There are times when Presidents must take extraordinary actions.  But former President Bush should have known “just how far one can go too far” (Jean Cocteau, quoted in a previous blog).  With all due respect, former President Bush went too far.

However, let former President Bush live out his retirement in comfort and dignity.  9/11 led to a great many short-sighted actions.  It was a horrible and destabilizing event.  But there were consequences, and one should think of the consequences.  As a result of the former President’s actions, America now has a staggering national debt.  Nevertheless, allowing this debt to impede proper stewardship in Washington would be injudicious, and not mildly so, but in the extreme.

Why should the current administration not do its work because a previous administration blatantly misappropriated the Clinton surplus it had inherited?  The stimulus the current administration is asking for is money needed to provide the services that the nation needs.  It is not money the current administration will use recklessly.  It is money needed to run a country, in other words, the money needed to put food on the table of American families, not only now but, hopefully, for a very long time:  i.e. the long term.

Therefore, please think of the long-term benefits of investing in the United States of America’s economy and pass this stimulus bill.  And also pass an extension of the Transportation Bill as well as an extension of unemployment benefits.

There are some fine Republican representatives.  Actually, I saw one rise and applaud during the President’s address, but there were far too many, the majority, who sat looking like wax museum versions of themselves.  The world saw these lifeless individuals, but it has been reassured that the President will now go to the people and the people need jobs and stability.  They will listen intently to him.

Democracy is not an easy form of government.  It requires vigilant and informed citizenship.  It requires citizens who will take their fate into their own hands and no longer elect into office representatives who do not care about the nation, self-serving representatives.  There has to be change and change there will be.
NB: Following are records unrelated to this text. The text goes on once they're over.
PR #7086, opened 2025-05-27
feat(iota-names-indexer): Add CLI

### LINKED ISSUE #7018: CLI configuration of iota-names-indexer
This should be provided via some config

_Originally posted by @Thoralf-M in https://github.com/iotaledger/iota/pull/6975#discussion_r2107264511_

DaughterOfMars:
# Description of change

Adds a simple CLI which can be added to in the future, and reorganizes the startup logic.

Closes #7018

### DIFF
--- a/crates/iota-names-indexer/src/main.rs
+++ b/crates/iota-names-indexer/src/main.rs
@@ -4,57 +4,162 @@
 mod metrics;
 mod worker;
 
-use std::{path::PathBuf, sync::Arc};
+use std::sync::Arc;
 
 use anyhow::Result;
-use iota_data_ingestion_core::{
-    DataIngestionMetrics, FileProgressStore, IndexerExecutor, ReaderOptions, WorkerPool,
-};
+use clap::Parser;
 use iota_names::config::IotaNamesConfig;
+use tokio::task::JoinSet;
 use tokio_util::sync::CancellationToken;
-use tracing::info;
-
-use self::{
-    metrics::{IotaNamesMetrics, METRICS, start_prometheus_server},
-    worker::IotaNamesWorker,
+use tracing::{error, info};
+use tracing_subscriber::{
+    EnvFilter, fmt::format::FmtSpan, layer::SubscriberExt, util::SubscriberInitExt,
 };
+
+use self::{metrics::IotaNamesMetrics, worker::IotaNamesWorker};
+use crate::metrics::PrometheusServer;
+
+// Define the `GIT_REVISION` and `VERSION` consts
+bin_version::bin_version!();
+
+#[derive(Parser)]
+#[command(
+    name = env!("CARGO_BIN_NAME"),
+    about = env!("CARGO_PKG_DESCRIPTION"),
+    author,
+    version = VERSION,
+    propagate_version = true,
+)]
+enum CLI {
+    Start {
+        /// The URL of an IOTA node to get data from.
+        #[arg(long, default_value = "http://localhost:9000")]
+        node_url: String,
+    },
+}
+
+impl CLI {
+    async fn execute(self) -> Result<()> {
+        match self {
+            CLI::Start { node_url } => {
+                info!("Starting IOTA Names Indexer");
+
+                let prometheus = PrometheusServer::new();
+                let registry = prometheus.registry();
+
+                let cancel_token = CancellationToken::new();
+
+                let mut tasks: JoinSet<Result<()>> = JoinSet::new();
+
+                // Spawn the prometheus API
+                let handle = cancel_token.clone();
+                tasks.spawn(async move {
+                    prometheus.start(handle).await?;
+                    Ok(())
+                });
+
+                // Spawn the metrics worker
+                let handle = cancel_token.clone();
+                tasks.spawn(async move {
+                    let worker = IotaNamesWorker::new(
+                        IotaNamesConfig::from_env().unwrap_or_default(),
+                        Arc::new(IotaNamesMetrics::new(&registry)),
+                    );
+
+                    tokio::select! {
+                        res = worker.run(&node_url, &registry, handle.clone()) => {res?;},
+                        _ = handle.cancelled() => {},
+                    }
+                    Ok(())
+                });
+
+                let mut exit_code = Ok(());
+
+                tokio::select! {
+                    res = interrupt_or_terminate() => {
+                        if let Err(err) = res {
+                            tracing::error!("subscribing to OS interrupt signals failed with error: {err}; shutting down");
+                            exit_code = Err(err);
+                        } else {
+                            tracing::info!("received ctrl-c or terminate; shutting down");
+                        }
+                    },
+                    res = tasks.join_next() => {
+                        if let Some(Ok(Err(err))) = res {
+                            tracing::error!("a worker failed with error: {err}");
+                            exit_code = Err(err);
+                        }
+                    },
+                }
+
+                cancel_token.cancel();
+
+                // Allow the user to abort if the tasks aren't shutting down quickly.
+                tokio::select! {
+                    res = interrupt_or_terminate() => {
+                        if let Err(err) = res {
+                            tracing::error!("subscribing to OS interrupt signals failed with error: {err}; aborting");
+                            exit_code = Err(err);
+                        } else {
+                            tracing::info!("received second ctrl-c or terminate; aborting");
+                        }
+                        tasks.shutdown().await;
+                        tracing::info!("runtime aborted");
+                    },
+                    _ = async { while tasks.join_next().await.is_some() {} } => {
+                        tracing::info!("runtime stopped");
+                    },
+                }
+
+                exit_code
+            }
+        }
+    }
+}
 
 #[tokio::main]
 async fn main() -> Result<()> {
-    let _guard = telemetry_subscribers::TelemetryConfig::new()
-        .with_env()
-        .init();
-    info!("Starting IOTA Names Indexer...");
+    dotenvy::dotenv().ok();
 
-    let registry = start_prometheus_server();
+    set_up_logging()?;
 
-    METRICS.get_or_init(|| Arc::new(IotaNamesMetrics::new(&registry)));
-    let metrics = DataIngestionMetrics::new(&registry);
+    CLI::parse().execute().await?;
+    Ok(())
+}
 
-    let progress_store = FileProgressStore::new("./progress_store").await?;
+fn set_up_logging() -> Result<()> {
+    std::panic::set_hook(Box::new(|p| {
+        error!("{}", p);
+    }));
 
-    let cancel_token = CancellationToken::new();
-    let mut executor = IndexerExecutor::new(progress_store, 1, metrics, cancel_token);
+    let registry = tracing_subscriber::registry();
 
-    let worker = IotaNamesWorker::new(IotaNamesConfig::from_env().unwrap_or_default());
-    let worker_pool = WorkerPool::new(
-        worker,
-        "iota_names_reader".to_string(),
-        1,
-        Default::default(),
-    );
+    let registry = {
+        registry
+            .with(EnvFilter::from_default_env())
+            .with(tracing_subscriber::fmt::layer().with_span_events(FmtSpan::CLOSE))
+    };
 
-    executor.register(worker_pool).await.unwrap();
-    executor
-        .run(
-            PathBuf::from("./chk".to_string()), /* path to a local directory where checkpoints
-                                                 * are stored. */
-            Some("http://host.docker.internal:9000/api/v1".to_string()),
-            vec![],                   // optional remote store access options.
-            ReaderOptions::default(), // remote_read_batch_size.
-        )
-        .await
-        .unwrap();
+    registry.init();
+    Ok(())
+}
+
+pub async fn interrupt_or_terminate() -> Result<()> {
+    #[cfg(unix)]
+    {
+        use anyhow::anyhow;
+        use tokio::signal::unix::{SignalKind, signal};
+        let mut terminate = signal(SignalKind::terminate())
+            .map_err(|e| anyhow!("cannot listen to `SIGTERM`: {e}"))?;
+        let mut interrupt = signal(SignalKind::interrupt())
+            .map_err(|e| anyhow!("cannot listen to `SIGINT`: {e}"))?;
+        tokio::select! {
+            _ = terminate.recv() => {}
+            _ = interrupt.recv() => {}
+        }
+    }
+    #[cfg(not(unix))]
+    tokio::signal::ctrl_c().await?;
 
     Ok(())
 }
--- a/crates/iota-names-indexer/src/main.rs
+++ b/crates/iota-names-indexer/src/main.rs
@@ -30,7 +30,7 @@ bin_version::bin_version!();
     version = VERSION,
     propagate_version = true,
 )]
-enum CLI {
+enum Command {
     Start {
         /// The URL of an IOTA node to get data from.
         #[arg(long, default_value = "http://localhost:9000")]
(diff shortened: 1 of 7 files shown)


crates/iota-names-indexer/src/worker.rs
```diff
@@ -15,30 +17,62 @@ use iota_types::{
...
+            DataIngestionMetrics::new(registry),
+            token,
+        );
+        let worker_pool =
+            WorkerPool::new(self, "iota_names_reader".to_string(), 1, Default::default());
+        executor.register(worker_pool).await.unwrap();
+
+        info!("Connecting to node at {}", node_url);
+        executor
+            .run(
```
Thoralf-M: Why is the WorkerPool inside of the IotaNamesWorker::run?

Thoralf-M: I know you provide self, but this looks messed up

crates/iota-names-indexer/src/metrics.rs
```diff
@@ -26,11 +26,37 @@ impl IotaNamesMetrics {
...
+    pub(crate) async fn start(&self, token: CancellationToken) -> anyhow::Result<()> {
+        let addr = SocketAddr::new(IpAddr::V4(Ipv4Addr::new(0, 0, 0, 0)), 9184);
+        info!("Starting prometheus metrics at {}", addr);
 
-pub(crate) fn start_prometheus_server() -> Registry {
-    let addr = SocketAddr::new(IpAddr::V4(Ipv4Addr::new(0, 0, 0, 0)), 9184);
-    info!("Starting prometheus metrics at http://0.0.0.0:9184/metrics");
+        let app = Router::new()
+            .route(METRICS_ROUTE, get(iota_metrics::metrics))
+            .layer(Extension(self.registry_service.clone()));
```
thibault-martinez, line 46: Why do we need to go through axum now?

crates/iota-names-indexer/src/worker.rs
thibault-martinez: Kind of agree that conceptually it's a bit weird

crates/iota-names-indexer/src/worker.rs
```diff
@@ -15,30 +17,62 @@ use iota_types::{
...
+use prometheus::Registry;
+use tokio_util::sync::CancellationToken;
+use tracing::{debug, info};
 
-use crate::metrics::METRICS;
+use crate::IotaNamesMetrics;
 
 pub(crate) struct IotaNamesWorker {
     config: IotaNamesConfig,
+    metrics: Arc<IotaNamesMetrics>,
```
thibault-martinez, line 65: Nice, wanted to do that as well

crates/iota-names-indexer/src/worker.rs
DaughterOfMars: Think I should pass it in instead? Are we actually going to support multiple workers?

crates/iota-names-indexer/src/metrics.rs
DaughterOfMars: It already was but this way we can control the graceful shutdown of the server

crates/iota-names-indexer/src/worker.rs
Thoralf-M: I think we need that for performance reason, otherwise syncing will be too slow. In the indexer they use 200 currently

crates/iota-names-indexer/src/main.rs
```diff
@@ -4,57 +4,162 @@
...
+
+                let mut exit_code = Ok(());
+
+                tokio::select! {
+                    res = interrupt_or_terminate() => {
+                        if let Err(err) = res {
+                            tracing::error!("subscribing to OS interrupt signals failed with error: {err}; shutting down");
+                            exit_code = Err(err);
+                        } else {
+                            tracing::info!("received ctrl-c or terminate; shutting down");
```
muXxer: Why not SIGINT instead of ctrl-c.
Maybe that signal wasn't send via "ctrl-c" in the first place :)

crates/iota-names-indexer/src/main.rs
```diff
@@ -4,57 +4,162 @@
...
+                cancel_token.cancel();
+
+                // Allow the user to abort if the tasks aren't shutting down quickly.
+                tokio::select! {
+                    res = interrupt_or_terminate() => {
+                        if let Err(err) = res {
+                            tracing::error!("subscribing to OS interrupt signals failed with error: {err}; aborting");
+                            exit_code = Err(err);
+                        } else {
+                            tracing::info!("received second ctrl-c or terminate; aborting");
```
muXxer: Why not SIGINT instead of ctrl-c.
Maybe that signal wasn't send via "ctrl-c" in the first place :)

muXxer (approved):

crates/iota-names-indexer/src/worker.rs
DaughterOfMars: Okay, I'll refactor a bit

crates/iota-names-indexer/src/main.rs
DaughterOfMars: Yes but in docker you may want to trigger this other ways

crates/iota-names-indexer/src/main.rs
DaughterOfMars: I'm seeing double

crates/iota-names-indexer/src/main.rs
DaughterOfMars: Just realized I misread your comment

crates/iota-names-indexer/src/metrics.rs
```diff
@@ -26,11 +26,37 @@ impl IotaNamesMetrics {
...
+impl PrometheusServer {
+    pub(crate) fn new() -> Self {
+        Self {
+            registry_service: RegistryService::new(Registry::new()),
+        }
+    }
+
+    pub(crate) async fn start(&self, token: CancellationToken) -> anyhow::Result<()> {
+        let addr = SocketAddr::new(IpAddr::V4(Ipv4Addr::new(0, 0, 0, 0)), 9184);
+        info!("Starting prometheus metrics at {}", addr);
```
thibault-martinez:
```suggestion
        info!("Starting prometheus metrics at {addr}");
```

crates/iota-names-indexer/src/metrics.rs
```diff
@@ -26,11 +26,37 @@ impl IotaNamesMetrics {
...
+            token.cancelled().await;
+        }
+        axum::serve(listener, app.into_make_service())
+            .with_graceful_shutdown(shutdown_signal(token))
+            .await?;
+
+        Ok(())
+    }
+
+    pub(crate) fn registry(&self) -> Registry {
```
thibault-martinez, line 59: I find the name a tiny bit misleading as if it was a getter but it returns a new one

DaughterOfMars: Well technically it is a reference, as the Registry wraps an Arc :)

crates/iota-names-indexer/src/worker.rs
```diff
@@ -15,30 +17,67 @@ use iota_types::{
...
-use tracing::debug;
-
-use crate::metrics::METRICS;
+use prometheus::Registry;
+use tokio_util::sync::CancellationToken;
+use tracing::{debug, info};
+
+use crate::IotaNamesMetrics;
+
+pub(crate) async fn run_iota_names_reader(
```
thibault-martinez, line 26: I would personally still have that in the start command, or its own executor module, but not too bothered about it

crates/iota-names-indexer/src/worker.rs
```diff
@@ -15,30 +17,67 @@ use iota_types::{
...
+    );
+    let worker_pool = WorkerPool::new(
+        worker,
+        "iota_names_reader".to_string(),
+        concurrency,
+        Default::default(),
+    );
+    executor.register(worker_pool).await?;
+
+    info!("Connecting to node at {}", node_url);
```
thibault-martinez:
```suggestion
    info!("Connecting to node at {node_url}");
```

crates/iota-names-indexer/src/worker.rs
```diff
@@ -15,30 +17,67 @@ use iota_types::{
...
+        progress_store,
+        1,
+        DataIngestionMetrics::new(registry),
+        token,
+    );
+    let worker_pool = WorkerPool::new(
+        worker,
+        "iota_names_reader".to_string(),
+        concurrency,
+        Default::default(),
```
thibault-martinez, line 45: I know it was already like that before, but I don't like `Default::default()` in this context, makes it hard to review/understand without an IDE

DaughterOfMars: If we want to import the type I need to add `backoff` to the manifest just for that

crates/iota-names-indexer/src/metrics.rs
thibault-martinez: So this function always return the same Registry?

crates/iota-names-indexer/src/worker.rs
thibault-martinez: And it's not re-exported by something we already import?

crates/iota-names-indexer/src/metrics.rs
DaughterOfMars: Yes

thibault-martinez: Fair enough then, thanks

crates/iota-names-indexer/src/main.rs
```diff
@@ -4,57 +4,167 @@
...
-use self::{
-    metrics::{IotaNamesMetrics, METRICS, start_prometheus_server},
-    worker::IotaNamesWorker,
+use tracing::{error, info};
+use tracing_subscriber::{
+    EnvFilter, fmt::format::FmtSpan, layer::SubscriberExt, util::SubscriberInitExt,
 };
 
+use self::{metrics::IotaNamesMetrics, worker::IotaNamesWorker};
+use crate::{metrics::PrometheusServer, worker::run_iota_names_reader};
```
thibault-martinez: merge them

thibault-martinez: (prefer self)

crates/iota-names-indexer/src/main.rs
```diff
@@ -4,57 +4,167 @@
...
+    version = VERSION,
+    propagate_version = true,
+)]
+enum Command {
+    Start {
+        /// The URL of an IOTA node to get data from.
+        #[arg(long, default_value = "http://localhost:9000")]
+        node_url: String,
+        #[arg(long, default_value_t = 1)]
+        num_workers: usize,
```
thibault-martinez, line 42: Add doc please

crates/iota-names-indexer/src/main.rs
```diff
@@ -4,57 +4,167 @@
...
+                // Spawn the metrics worker
+                let handle = cancel_token.clone();
+                tasks.spawn(async move {
+                    let worker = IotaNamesWorker::new(
+                        IotaNamesConfig::from_env().unwrap_or_default(),
+                        Arc::new(IotaNamesMetrics::new(&registry)),
+                    );
+
+                    tokio::select! {
+                        res = run_iota_names_reader(worker, &node_url, &registry, handle.clone(), num_workers) => {res?;},
```
thibault-martinez: Are the brackets really necessary around `{res?;}`?

crates/iota-names-indexer/src/main.rs
```diff
@@ -4,57 +4,167 @@
...
+                        if let Some(Ok(Err(err))) = res {
+                            tracing::error!("a worker failed with error: {err}");
+                            exit_code = Err(err);
+                        }
+                    },
+                }
+
+                cancel_token.cancel();
+
+                // Allow the user to abort if the tasks aren't shutting down quickly.
```
thibault-martinez, line 105: Are we doing this in the other indexers?

crates/iota-names-indexer/src/main.rs
```diff
@@ -4,57 +4,167 @@
...
+}
+
+fn set_up_logging() -> Result<()> {
+    std::panic::set_hook(Box::new(|p| {
+        error!("{}", p);
+    }));
+
+    let registry = tracing_subscriber::registry();
+
+    let registry = {
```
thibault-martinez: Why not chain the previous call instead of doing this?

crates/iota-names-indexer/src/worker.rs
DaughterOfMars: nope

crates/iota-names-indexer/src/main.rs
DaughterOfMars: No, but it's good practice

crates/iota-names-indexer/src/main.rs
DaughterOfMars: not the same type

crates/iota-names-indexer/src/main.rs
DaughterOfMars: done

crates/iota-names-indexer/src/main.rs
DaughterOfMars: done

crates/iota-names-indexer/src/main.rs
DaughterOfMars: this was leftover from previous attempts, thanks.

crates/iota-names-indexer/src/main.rs
thibault-martinez: I tried locally, it's fine

crates/iota-names-indexer/src/worker.rs
```diff
@@ -15,30 +17,67 @@ use iota_types::{
...
+    );
+    executor.register(worker_pool).await?;
+
+    info!("Connecting to node at {node_url}");
+    executor
+        .run(
+            PathBuf::from("./chk".to_string()), /* path to a local directory
+                                                 * where
+                                                 * checkpoints
+                                                 * are stored. */
```
Alex6323: the formatter did that, right?

crates/iota-names-indexer/src/main.rs
DaughterOfMars: ah, fixed it

crates/iota-names-indexer/src/worker.rs
DaughterOfMars: Probably. want me to change it?

crates/iota-names-indexer/src/main.rs
thibault-martinez: Feels like there has to be a better way to do this but ok

thibault-martinez (approved):

crates/iota-names-indexer/src/worker.rs
DaughterOfMars: time to ✅  then :)

crates/iota-names-indexer/src/worker.rs
thibault-martinez: Yes

Thoralf-M (approved):

crates/iota-names-indexer/src/worker.rs
thibault-martinez: Can be later so we don't wait another CI cycle tho

DaughterOfMars: too late

thibault-martinez: alles gut

Alex6323: you don't have to if you're fine with it. But I wanted to make you aware of it in case you missed the formatter doing that. It certainly doesn't look so nice :trollface: 

also ... .to_string() should not be necessary I think

Alex6323 (approved):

Let me quote Mr Gore once again.  Al Gore writes that “[w]hen Lincoln declared at the time of our [the fledging nation] greatest crisis that the ultimate question being decided in the Civil War was ‘whether that nation, or any nation so conceived, and so dedicated, can long endure.’ (p. 159)”

President Abraham Lincoln, writes Gore, was “not only saving our Union, but also recognizing the fact that democracies are rare in history.  And when they fail […] what emerges in their place is another strong-man regime. (p. 160)”  Make it official:  the Civil War is over, there is no slavery nor segregation, the United States is leaving Iraq responsibly, and the United States has elected to the Presidency a gentleman who did not once look at notes when he addressed the nation?  Try it yourself.  President Obama’s lucidity is amazing.

In the short term, the amount of stimulus money the current administration requires to save the nation may seem high.  But in the long term, that amount of money will seem much smaller. History will put the stimulus package in the context that will give it its proper dimensions, and give it sense.

A good nation, the most powerful nation on earth, has to have a soul, a conscience, and must, therefore, ensure the country is operative.